Exercise goal >> Only the lines below from the one containing "(diff shortened: 1 of 4 files shown)" to the one containing "the '|' prefix" should be repeated, both included and unchanged.

Source records >>
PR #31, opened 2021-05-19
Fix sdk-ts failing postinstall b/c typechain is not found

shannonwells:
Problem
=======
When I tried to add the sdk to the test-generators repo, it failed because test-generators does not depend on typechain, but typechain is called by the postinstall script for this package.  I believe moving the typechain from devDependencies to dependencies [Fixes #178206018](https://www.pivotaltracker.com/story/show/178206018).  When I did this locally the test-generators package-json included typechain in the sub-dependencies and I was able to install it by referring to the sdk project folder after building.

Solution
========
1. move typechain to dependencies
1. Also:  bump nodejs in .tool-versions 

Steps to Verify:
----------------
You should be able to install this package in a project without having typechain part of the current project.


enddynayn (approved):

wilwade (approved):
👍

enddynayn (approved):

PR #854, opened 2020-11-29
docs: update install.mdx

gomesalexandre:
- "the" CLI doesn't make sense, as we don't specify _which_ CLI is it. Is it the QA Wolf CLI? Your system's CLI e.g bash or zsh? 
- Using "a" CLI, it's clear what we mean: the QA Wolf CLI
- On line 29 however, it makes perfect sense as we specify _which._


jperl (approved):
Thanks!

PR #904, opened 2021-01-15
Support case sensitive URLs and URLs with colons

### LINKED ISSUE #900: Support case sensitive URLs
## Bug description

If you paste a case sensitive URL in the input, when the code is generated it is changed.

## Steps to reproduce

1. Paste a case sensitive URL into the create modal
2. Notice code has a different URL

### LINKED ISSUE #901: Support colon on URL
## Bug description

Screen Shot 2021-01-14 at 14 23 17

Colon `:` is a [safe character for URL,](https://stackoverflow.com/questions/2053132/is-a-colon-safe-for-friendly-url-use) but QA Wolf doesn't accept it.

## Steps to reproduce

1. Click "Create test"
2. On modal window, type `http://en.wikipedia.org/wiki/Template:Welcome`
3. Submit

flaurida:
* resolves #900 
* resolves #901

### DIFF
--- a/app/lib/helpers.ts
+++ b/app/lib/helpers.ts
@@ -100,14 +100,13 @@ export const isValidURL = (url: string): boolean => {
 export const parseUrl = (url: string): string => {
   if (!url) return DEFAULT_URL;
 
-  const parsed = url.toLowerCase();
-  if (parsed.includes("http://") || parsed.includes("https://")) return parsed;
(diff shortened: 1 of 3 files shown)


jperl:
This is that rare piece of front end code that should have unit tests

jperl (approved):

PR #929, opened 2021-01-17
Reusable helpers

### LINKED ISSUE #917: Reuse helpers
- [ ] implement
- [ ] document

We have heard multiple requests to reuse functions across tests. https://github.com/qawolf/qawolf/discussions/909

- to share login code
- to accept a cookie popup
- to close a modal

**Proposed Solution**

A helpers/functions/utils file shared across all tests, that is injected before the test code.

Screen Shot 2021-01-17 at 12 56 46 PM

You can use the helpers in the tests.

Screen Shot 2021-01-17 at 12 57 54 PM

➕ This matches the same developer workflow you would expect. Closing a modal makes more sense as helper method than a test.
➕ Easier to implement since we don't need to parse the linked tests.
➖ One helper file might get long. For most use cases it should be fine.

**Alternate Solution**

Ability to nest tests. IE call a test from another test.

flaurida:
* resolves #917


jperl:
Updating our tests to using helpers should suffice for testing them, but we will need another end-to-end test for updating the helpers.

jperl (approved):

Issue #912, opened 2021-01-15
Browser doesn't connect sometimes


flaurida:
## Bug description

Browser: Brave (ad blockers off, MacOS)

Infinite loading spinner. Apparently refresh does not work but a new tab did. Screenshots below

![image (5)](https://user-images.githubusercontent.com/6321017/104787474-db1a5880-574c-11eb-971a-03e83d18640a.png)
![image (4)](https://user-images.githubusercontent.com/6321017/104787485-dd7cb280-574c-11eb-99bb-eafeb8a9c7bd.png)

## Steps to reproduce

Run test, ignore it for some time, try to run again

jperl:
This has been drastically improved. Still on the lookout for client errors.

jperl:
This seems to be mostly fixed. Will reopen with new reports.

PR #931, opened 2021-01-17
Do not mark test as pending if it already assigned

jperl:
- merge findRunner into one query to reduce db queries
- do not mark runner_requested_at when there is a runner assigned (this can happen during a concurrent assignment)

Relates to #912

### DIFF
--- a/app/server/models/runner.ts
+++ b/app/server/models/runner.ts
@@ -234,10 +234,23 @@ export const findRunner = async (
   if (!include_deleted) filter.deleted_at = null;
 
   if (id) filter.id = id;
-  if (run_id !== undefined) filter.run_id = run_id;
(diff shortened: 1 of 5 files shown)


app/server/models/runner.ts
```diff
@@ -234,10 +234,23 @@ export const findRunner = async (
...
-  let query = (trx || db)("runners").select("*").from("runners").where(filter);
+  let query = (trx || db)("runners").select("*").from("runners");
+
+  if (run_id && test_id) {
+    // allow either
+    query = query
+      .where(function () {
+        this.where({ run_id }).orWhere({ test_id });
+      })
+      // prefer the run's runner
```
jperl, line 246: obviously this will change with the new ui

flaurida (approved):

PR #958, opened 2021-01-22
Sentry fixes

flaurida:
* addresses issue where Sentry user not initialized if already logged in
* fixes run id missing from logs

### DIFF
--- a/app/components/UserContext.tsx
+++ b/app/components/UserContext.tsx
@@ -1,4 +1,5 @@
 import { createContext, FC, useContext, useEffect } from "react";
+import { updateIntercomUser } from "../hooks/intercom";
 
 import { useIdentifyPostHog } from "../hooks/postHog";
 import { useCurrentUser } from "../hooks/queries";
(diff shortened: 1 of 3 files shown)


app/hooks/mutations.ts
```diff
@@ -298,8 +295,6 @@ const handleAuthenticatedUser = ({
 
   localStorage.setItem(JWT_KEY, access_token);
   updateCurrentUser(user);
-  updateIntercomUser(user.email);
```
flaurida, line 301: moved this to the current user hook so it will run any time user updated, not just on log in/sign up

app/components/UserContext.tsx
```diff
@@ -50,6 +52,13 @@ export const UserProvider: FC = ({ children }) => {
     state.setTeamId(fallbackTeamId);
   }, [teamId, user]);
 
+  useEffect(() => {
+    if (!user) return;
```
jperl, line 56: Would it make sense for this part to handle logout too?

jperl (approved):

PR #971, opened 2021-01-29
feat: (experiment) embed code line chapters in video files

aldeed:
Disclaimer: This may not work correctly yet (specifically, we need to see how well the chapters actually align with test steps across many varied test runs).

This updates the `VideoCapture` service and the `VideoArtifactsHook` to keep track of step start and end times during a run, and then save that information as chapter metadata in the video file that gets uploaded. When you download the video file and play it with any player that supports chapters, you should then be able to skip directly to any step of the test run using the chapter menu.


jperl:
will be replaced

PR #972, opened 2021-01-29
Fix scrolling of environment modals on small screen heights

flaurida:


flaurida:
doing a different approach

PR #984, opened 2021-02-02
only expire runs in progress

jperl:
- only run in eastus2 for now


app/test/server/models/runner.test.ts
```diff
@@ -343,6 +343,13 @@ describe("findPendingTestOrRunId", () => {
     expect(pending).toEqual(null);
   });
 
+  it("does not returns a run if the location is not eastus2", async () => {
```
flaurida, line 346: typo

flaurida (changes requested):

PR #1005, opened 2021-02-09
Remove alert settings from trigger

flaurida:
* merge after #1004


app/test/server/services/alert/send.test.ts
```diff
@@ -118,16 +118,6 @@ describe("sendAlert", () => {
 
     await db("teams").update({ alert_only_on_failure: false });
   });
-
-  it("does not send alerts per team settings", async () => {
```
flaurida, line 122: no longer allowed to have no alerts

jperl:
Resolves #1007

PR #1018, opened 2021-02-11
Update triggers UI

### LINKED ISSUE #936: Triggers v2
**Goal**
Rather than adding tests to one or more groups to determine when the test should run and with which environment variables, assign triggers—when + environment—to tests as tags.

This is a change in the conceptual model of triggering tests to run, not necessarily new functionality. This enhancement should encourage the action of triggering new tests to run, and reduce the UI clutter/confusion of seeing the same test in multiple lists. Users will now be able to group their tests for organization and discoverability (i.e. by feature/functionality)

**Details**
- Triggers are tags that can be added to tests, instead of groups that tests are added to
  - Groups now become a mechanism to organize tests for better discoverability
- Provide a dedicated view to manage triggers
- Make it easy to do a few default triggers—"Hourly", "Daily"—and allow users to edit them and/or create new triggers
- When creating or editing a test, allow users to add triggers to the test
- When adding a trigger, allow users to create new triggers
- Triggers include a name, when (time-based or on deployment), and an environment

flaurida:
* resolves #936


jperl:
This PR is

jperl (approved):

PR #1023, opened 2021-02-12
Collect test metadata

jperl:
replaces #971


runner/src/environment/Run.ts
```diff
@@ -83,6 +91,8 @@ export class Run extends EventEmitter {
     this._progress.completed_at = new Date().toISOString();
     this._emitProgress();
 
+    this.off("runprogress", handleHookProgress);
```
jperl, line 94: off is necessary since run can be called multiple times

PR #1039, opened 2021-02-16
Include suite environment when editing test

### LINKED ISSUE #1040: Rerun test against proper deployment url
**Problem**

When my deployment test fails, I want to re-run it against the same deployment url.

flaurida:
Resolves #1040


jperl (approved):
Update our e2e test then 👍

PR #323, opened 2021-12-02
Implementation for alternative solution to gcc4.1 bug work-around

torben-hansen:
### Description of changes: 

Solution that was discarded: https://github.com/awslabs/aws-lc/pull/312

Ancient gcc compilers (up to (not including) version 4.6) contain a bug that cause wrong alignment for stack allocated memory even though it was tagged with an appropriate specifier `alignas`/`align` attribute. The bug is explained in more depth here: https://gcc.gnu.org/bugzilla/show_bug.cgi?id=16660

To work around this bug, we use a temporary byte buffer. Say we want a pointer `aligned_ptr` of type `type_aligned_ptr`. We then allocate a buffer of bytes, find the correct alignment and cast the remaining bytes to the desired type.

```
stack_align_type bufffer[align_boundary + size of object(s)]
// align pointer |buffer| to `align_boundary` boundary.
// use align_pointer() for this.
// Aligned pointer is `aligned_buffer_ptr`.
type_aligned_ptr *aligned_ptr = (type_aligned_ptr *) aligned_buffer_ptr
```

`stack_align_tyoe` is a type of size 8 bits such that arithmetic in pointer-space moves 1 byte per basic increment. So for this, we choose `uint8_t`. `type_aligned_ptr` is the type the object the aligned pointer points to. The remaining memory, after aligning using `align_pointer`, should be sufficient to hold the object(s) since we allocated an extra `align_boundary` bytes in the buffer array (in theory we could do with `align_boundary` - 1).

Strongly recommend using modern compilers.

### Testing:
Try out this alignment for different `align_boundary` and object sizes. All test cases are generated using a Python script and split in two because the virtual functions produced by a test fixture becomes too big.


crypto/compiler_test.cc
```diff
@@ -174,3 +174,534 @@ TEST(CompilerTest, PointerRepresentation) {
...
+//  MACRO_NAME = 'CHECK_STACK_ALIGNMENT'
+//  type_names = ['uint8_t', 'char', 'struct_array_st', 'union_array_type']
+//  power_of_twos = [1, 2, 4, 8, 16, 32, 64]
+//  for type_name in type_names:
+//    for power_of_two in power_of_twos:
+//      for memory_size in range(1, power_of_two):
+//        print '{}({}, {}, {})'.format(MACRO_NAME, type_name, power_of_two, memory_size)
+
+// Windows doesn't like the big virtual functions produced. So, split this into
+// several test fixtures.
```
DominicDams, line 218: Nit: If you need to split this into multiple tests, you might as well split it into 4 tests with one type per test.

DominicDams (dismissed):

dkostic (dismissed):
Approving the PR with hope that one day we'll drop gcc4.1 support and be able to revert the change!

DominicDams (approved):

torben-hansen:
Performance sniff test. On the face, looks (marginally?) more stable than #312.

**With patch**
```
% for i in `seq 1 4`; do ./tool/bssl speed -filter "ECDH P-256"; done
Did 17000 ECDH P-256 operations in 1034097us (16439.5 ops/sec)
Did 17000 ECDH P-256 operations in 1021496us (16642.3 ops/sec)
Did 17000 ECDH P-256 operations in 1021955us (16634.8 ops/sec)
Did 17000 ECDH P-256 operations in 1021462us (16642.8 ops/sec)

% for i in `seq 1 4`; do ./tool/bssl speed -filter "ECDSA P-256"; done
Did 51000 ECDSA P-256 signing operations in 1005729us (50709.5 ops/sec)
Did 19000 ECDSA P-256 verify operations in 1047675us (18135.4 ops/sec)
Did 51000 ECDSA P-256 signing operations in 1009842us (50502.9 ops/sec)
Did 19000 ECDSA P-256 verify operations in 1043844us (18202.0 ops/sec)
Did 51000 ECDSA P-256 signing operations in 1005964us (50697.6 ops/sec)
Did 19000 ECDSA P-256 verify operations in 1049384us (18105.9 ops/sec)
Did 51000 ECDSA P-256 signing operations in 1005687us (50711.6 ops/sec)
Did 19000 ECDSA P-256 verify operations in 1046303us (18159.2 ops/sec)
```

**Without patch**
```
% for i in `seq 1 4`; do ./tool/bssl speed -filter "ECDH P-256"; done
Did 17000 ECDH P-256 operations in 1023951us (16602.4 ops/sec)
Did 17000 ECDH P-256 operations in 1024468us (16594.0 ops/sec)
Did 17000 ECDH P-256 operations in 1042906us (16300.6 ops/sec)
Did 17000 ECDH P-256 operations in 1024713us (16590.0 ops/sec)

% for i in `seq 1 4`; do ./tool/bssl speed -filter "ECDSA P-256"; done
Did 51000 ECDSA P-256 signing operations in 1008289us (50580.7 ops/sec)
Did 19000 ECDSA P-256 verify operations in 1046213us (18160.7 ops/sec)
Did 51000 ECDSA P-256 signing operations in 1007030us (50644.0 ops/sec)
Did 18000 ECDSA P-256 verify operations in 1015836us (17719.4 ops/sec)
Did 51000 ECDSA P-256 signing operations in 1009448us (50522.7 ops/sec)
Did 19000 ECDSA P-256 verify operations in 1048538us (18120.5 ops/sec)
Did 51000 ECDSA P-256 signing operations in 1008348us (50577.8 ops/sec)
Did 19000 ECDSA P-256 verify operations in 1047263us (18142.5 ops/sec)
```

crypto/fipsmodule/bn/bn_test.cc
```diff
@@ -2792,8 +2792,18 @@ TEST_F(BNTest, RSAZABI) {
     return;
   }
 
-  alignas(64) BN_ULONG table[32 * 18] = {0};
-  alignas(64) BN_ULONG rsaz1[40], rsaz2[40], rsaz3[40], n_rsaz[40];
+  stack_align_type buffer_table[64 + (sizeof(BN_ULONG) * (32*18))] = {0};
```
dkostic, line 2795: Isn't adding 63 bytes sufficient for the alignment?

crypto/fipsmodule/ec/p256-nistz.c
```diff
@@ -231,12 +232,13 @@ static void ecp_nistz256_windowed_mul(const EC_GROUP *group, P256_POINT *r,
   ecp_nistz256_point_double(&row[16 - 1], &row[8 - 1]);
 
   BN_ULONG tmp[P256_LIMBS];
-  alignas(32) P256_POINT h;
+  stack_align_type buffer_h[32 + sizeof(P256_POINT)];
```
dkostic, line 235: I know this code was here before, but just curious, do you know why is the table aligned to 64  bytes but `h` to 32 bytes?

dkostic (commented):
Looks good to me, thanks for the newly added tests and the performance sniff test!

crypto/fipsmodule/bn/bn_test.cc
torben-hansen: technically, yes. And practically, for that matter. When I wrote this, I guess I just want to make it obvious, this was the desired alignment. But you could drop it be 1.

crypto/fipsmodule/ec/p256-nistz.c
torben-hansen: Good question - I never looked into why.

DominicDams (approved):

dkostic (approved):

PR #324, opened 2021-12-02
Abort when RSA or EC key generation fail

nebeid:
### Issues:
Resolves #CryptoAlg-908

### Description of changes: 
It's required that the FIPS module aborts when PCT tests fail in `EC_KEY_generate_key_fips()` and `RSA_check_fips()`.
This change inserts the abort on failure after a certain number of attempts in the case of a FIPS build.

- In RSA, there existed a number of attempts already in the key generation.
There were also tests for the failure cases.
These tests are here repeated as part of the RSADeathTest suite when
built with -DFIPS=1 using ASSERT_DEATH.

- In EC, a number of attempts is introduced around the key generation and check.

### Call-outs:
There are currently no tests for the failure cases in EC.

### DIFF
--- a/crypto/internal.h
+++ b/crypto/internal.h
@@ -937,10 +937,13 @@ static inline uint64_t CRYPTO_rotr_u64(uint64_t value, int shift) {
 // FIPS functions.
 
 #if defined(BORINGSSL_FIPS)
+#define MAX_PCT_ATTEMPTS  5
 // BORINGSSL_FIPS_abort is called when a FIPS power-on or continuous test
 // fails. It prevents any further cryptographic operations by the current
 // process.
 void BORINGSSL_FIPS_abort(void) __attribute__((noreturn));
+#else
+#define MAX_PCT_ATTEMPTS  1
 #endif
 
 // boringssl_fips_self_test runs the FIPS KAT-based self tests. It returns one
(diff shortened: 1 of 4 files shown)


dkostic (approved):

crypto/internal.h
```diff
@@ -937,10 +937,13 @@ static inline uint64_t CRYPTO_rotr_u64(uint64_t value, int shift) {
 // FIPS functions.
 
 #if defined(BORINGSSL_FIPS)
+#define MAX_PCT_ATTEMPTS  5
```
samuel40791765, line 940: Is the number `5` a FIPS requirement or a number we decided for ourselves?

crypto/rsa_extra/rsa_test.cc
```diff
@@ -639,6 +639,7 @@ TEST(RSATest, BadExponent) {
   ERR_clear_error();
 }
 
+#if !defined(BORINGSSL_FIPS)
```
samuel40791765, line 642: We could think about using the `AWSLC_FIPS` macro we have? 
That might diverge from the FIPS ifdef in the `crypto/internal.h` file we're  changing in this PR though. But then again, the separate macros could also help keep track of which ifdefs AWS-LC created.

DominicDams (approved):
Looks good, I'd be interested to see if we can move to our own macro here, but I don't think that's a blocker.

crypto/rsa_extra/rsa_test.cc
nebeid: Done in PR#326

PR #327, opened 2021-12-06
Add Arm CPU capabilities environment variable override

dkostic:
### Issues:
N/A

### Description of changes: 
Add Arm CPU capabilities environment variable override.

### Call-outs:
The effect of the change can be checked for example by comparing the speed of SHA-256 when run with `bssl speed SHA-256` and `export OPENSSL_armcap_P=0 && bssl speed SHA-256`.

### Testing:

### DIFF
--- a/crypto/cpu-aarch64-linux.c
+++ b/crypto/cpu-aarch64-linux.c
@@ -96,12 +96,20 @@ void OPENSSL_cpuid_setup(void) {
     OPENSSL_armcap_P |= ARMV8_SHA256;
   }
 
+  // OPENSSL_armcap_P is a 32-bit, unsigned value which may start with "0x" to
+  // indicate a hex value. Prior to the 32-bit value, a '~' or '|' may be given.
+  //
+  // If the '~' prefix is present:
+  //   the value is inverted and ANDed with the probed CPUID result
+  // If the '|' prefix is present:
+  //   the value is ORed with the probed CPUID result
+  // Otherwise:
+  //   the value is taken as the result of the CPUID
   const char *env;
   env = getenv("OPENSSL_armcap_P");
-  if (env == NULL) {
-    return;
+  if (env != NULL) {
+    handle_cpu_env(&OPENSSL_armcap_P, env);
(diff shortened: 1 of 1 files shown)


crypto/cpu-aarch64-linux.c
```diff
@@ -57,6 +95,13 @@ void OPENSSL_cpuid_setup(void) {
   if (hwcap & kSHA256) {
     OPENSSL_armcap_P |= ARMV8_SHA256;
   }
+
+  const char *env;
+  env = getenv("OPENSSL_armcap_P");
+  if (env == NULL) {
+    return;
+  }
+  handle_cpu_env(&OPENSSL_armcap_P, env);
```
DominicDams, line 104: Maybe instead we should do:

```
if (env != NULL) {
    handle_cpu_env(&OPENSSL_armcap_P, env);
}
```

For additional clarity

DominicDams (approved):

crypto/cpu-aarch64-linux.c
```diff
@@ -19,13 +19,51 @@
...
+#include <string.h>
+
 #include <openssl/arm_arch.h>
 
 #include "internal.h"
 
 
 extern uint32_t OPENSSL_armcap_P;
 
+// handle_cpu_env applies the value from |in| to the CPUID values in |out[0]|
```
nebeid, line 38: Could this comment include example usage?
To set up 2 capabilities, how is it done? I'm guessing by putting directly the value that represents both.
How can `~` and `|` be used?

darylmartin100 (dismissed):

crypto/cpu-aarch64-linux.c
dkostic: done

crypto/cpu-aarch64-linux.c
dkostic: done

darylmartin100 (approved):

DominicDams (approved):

Response area >>
(diff shortened: 1 of 4 files shown)


dkostic (approved):

crypto/internal.h
```diff
@@ -937,10 +937,13 @@ static inline uint64_t CRYPTO_rotr_u64(uint64_t value, int shift) {
 // FIPS functions.
 
 #if defined(BORINGSSL_FIPS)
+#define MAX_PCT_ATTEMPTS  5
```
samuel40791765, line 940: Is the number `5` a FIPS requirement or a number we decided for ourselves?

crypto/rsa_extra/rsa_test.cc
```diff
@@ -639,6 +639,7 @@ TEST(RSATest, BadExponent) {
   ERR_clear_error();
 }
 
+#if !defined(BORINGSSL_FIPS)
```
samuel40791765, line 642: We could think about using the `AWSLC_FIPS` macro we have? 
That might diverge from the FIPS ifdef in the `crypto/internal.h` file we're  changing in this PR though. But then again, the separate macros could also help keep track of which ifdefs AWS-LC created.

DominicDams (approved):
Looks good, I'd be interested to see if we can move to our own macro here, but I don't think that's a blocker.

crypto/rsa_extra/rsa_test.cc
nebeid: Done in PR#326

PR #327, opened 2021-12-06
Add Arm CPU capabilities environment variable override

dkostic:
### Issues:
N/A

### Description of changes: 
Add Arm CPU capabilities environment variable override.

### Call-outs:
The effect of the change can be checked for example by comparing the speed of SHA-256 when run with `bssl speed SHA-256` and `export OPENSSL_armcap_P=0 && bssl speed SHA-256`.

### Testing:

### DIFF
--- a/crypto/cpu-aarch64-linux.c
+++ b/crypto/cpu-aarch64-linux.c
@@ -96,12 +96,20 @@ void OPENSSL_cpuid_setup(void) {
     OPENSSL_armcap_P |= ARMV8_SHA256;
   }
 
+  // OPENSSL_armcap_P is a 32-bit, unsigned value which may start with "0x" to
+  // indicate a hex value. Prior to the 32-bit value, a '~' or '|' may be given.
+  //
+  // If the '~' prefix is present:
+  //   the value is inverted and ANDed with the probed CPUID result
+  // If the '|' prefix is present:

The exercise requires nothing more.